What do you get for the person who’s been there, done that?
With all of its planning, fraught family interactions, and party logistics, the holiday season causes its share of stress even before you rack your brain for great gift ideas. To help out, we’ve delved into the world of travel-friendly presents and found plenty that will make any road warrior—or casual traveler—appreciate your holiday generosity.
To start, keep things easy by bearing in mind some basic themes. First, no mementos or tchotchkes: your intended recipients have probably already bought the souvenir (or don’t want one in the first place). Instead, give them a way to capture memories on their next trip: the Instax Mini 7s camera provides the same instant-film gratification as a Polaroid. Or step up the tech level with the V-Lux 20 camera from Leica, which not only takes 12.1mp shots and records HD movies but geotags them via GPS.

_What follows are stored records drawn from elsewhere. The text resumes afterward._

PR #544, opened 2019-10-04
allow any kind of theme for themeProvider and helper methods

cezaraugusto:
This allows `ThemedStyledComponentsModule` to receive any theme as a prop. Needed for https://github.com/brave/brave-core/pull/3300.

The reasoning I had is that we can type feature-specific themes in there instead of forcing a theme in root level. I'm open for discussion regarding better options.

### DIFF
--- a/src/theme/index.tsx
+++ b/src/theme/index.tsx
@@ -1,7 +1,7 @@
 // @ts-ignore: Needed for ThemeProvider
 import * as React from 'react'
 import * as styledComponents from 'styled-components'
-import IThemeProps, { BraveThemedStyledProps as ThemedStyledProps } from './theme-interface'
+import { BraveThemedStyledProps as ThemedStyledProps } from './theme-interface'
 // theme for testing
 import TestTheme from './brave-default'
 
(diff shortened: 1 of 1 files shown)


src/theme/index.tsx
```diff
@@ -17,7 +17,7 @@ const {
   //   see: https://github.com/palantir/tslint/issues/3505
   //   It's possibly due to the rule upstream in tslint-config-standard
   // tslint:disable-next-line
-} = styledComponents as styledComponents.ThemedStyledComponentsModule<IThemeProps>
+} = styledComponents as styledComponents.ThemedStyledComponentsModule<any>
```
petemill: There's got to be a better way than just using `any` here, right? Wouldn't this lose all intellisense for theme props in all brave components (`${p => p.theme.xyz}`)? Perhaps `Partial<IThemeProps>` would work?

petemill: Partial won't work. `<IThemeProps & any>` might, but not sure what that will get us. Maybe it's good. Either way seem comment on https://github.com/brave/brave-core/pull/3300 as to whether this is needed yet.

cezaraugusto:
follow-up issue https://github.com/brave/brave-ui/issues/545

Next, keep it portable: it has to fit neatly in a suitcase and not weigh anybody down. The Shure se535 noise-canceling earbuds will ensure a happy listening experience even when surrounded by a racket. And a pair of portable folding speakers from Muji will bring the noise anywhere.
Related: Best Travel Gifts Under $50 for 2012
Also, make sure your gift is practical: adventure travelers in particular love the latest gadgets that will help them stay safe and in touch while venturing far and wide. Check out Tivoli’s water-resistant satellite travel radio, which will pick up stations almost anywhere. Adventurers also love cool footwear, like self-heating, waterproof boots from Columbia.
If your footwear-lover is a bit more style conscious, give a pair of cashmere-and-deerskin slippers from Hermès—nothing better than kicking off your shoes once you settle into an airplane seat or hotel room.
Do the travel-obsessed on your list just need a place to dream about? Consider the talking city globe from Pylones; press a location on its surface and hear about local landmarks.